The top Democrat in the race is Raphael Warnock, pastor of Atlanta's historic Ebenezer Baptist Church, where the Rev. Martin Luther King Jr. preached.
Loeffler, who was appointed in part to help Republicans in Georgia appeal to moderate suburban voters, has been battling it out with Collins in a race to the right as both seek a spot in a Jan. 5 runoff that is seen as likely. A runoff between the top two candidates is required in Georgia if no one gets more than 50% of votes on Nov. 3.
Greene is a business woman and political newcomer who has shown support for QAnon, a far-right conspiracy theory centered on the baseless belief that Trump is secretly fighting enemies in the “deep state” and a child sex trafficking ring run by satanic pedophiles and cannibals.

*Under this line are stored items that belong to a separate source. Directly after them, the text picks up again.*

PR #186, opened 2024-04-15
feat: improve fallback system

giovanni-guidini:
These changes improve the github token fallback system by:
1. Updating the instance's `self._token` to be a not-rate-limited one,
  so that if the instance make subsequent requests they won't be immediately
  rate limited and have to go through the fallback process again
2. Propagates to other parts of the system that a given installation is rate limited.
  This is done via redis (apparently shared can access redis now)

Sadly the function that fallsbakc if other tokens are available is full of
side effects, as documented.

Also did a small refactor in the code aggregating the primary and secondary rate limit errors.

### Legal Boilerplate

### DIFF
--- a/shared/torngit/github.py
+++ b/shared/torngit/github.py
@@ -1,5 +1,6 @@
 import asyncio
 import base64
+import datetime
 import hashlib
 import logging
 import os
@@ -12,10 +13,10 @@ import httpx
 from httpx import Response
 
 from shared.config import get_config
-from shared.github import get_github_jwt_token
+from shared.github import get_github_jwt_token, mark_installation_as_rate_limited
 from shared.metrics import Counter, metrics
 from shared.torngit.base import TokenType, TorngitBaseAdapter
-from shared.torngit.cache import torngit_cache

In a series of videos Greene has also alleged an “Islamic invasion” of government offices, claimed Black and Hispanic men are held back by “gangs and dealing drugs,” and accused billionaire philanthropist George Soros of collaborating with the Nazis.
More recently, she has attacked the Black Lives Matter movement and the use of masks to protect against the coronavirus.
Greene is running essentially unopposed in northwest Georgia's heavily conservative 14th Congressional District after Democrat Kevin Van Ausdal dropped out of the race, saying he was leaving the state entirely.
It was not the first time that Loeffler and Greene have attended an event together. Both attended a pro-Second Amendment rally in the northwest Georgia town of Ringgold in September, flanked by men wearing body armor and carrying rifles.
Voting is already underway in Georgia. In-person early voting began Monday, and absentee ballots started going out to voters in late September.